IQVIA

Assoc Director, Medical Data Review (Homebased - Europe) - Iqvia Biotech

Company
IQVIA
Location
Stevenage
Posted
19 Nov 2020
Closes
18 Dec 2020
Ref
R1164644
Hours
Full Time
Contract Type
Permanent
Experience Level
Management
The IQVIA Biotech Associate Director, Medical Data Review provides medical data review expertise for clinical research studies, leading a team of medical data review staff to conduct analysis of medical data in order to ensure data quality. The goal of the Associate Director, Medical Data Review is to use expert skills to utilize quality medical data review products to guide and perform medical data review services that meet sponsors’ needs.
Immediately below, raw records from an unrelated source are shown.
Issue #3758, opened 2026-02-10
Rename dummyOptimizer to production optimizer


jerm-dro:
### Parent Epic
stacklok/stacklok-epics#201

**Depends on:** #3733

### Context

The optimizer started as a `dummyOptimizer` (`pkg/vmcp/optimizer/dummy_optimizer.go`) with stub substring matching. After issues #3731, #3732, and #3733, it is backed by a shared SQLite store with hybrid FTS5 + vector embedding search and a real EmbeddingServer client. The "dummy" name no longer reflects its capabilities and is misleading.

### Requirements

1. Rename `dummyOptimizer` to a production-appropriate name (e.g., `embeddingOptimizer` or simply `optimizer`) across all files, types, constructors, and references.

The IQVIA Biotech Associate Director, Medical Data Review will lead a team of medical data review staff in support of IQVIA Biotech Medical Monitors in the delivery of medical data review to sponsors. The IQVIA Biotech Associate Director, Medical Data Review will be responsible leading the design and execution of key medical data review activities for clinical studies. These will include the development of study specific medical data review plans for studies as requested by the Director, Medical Data Review or designee, or Medical Director, and include recommendations for and creation of specific tools and data review platforms for each study. The Associate Director, Medical Data Review will lead discussions on medical data review and analytics project requirements and strategic planning, providing  support at client meetings including bid defenses, Client Alignment Meetings, and Kick Off Meetings, and provide guidance and recommendations regarding the review of medical data obtained during the course of the study.    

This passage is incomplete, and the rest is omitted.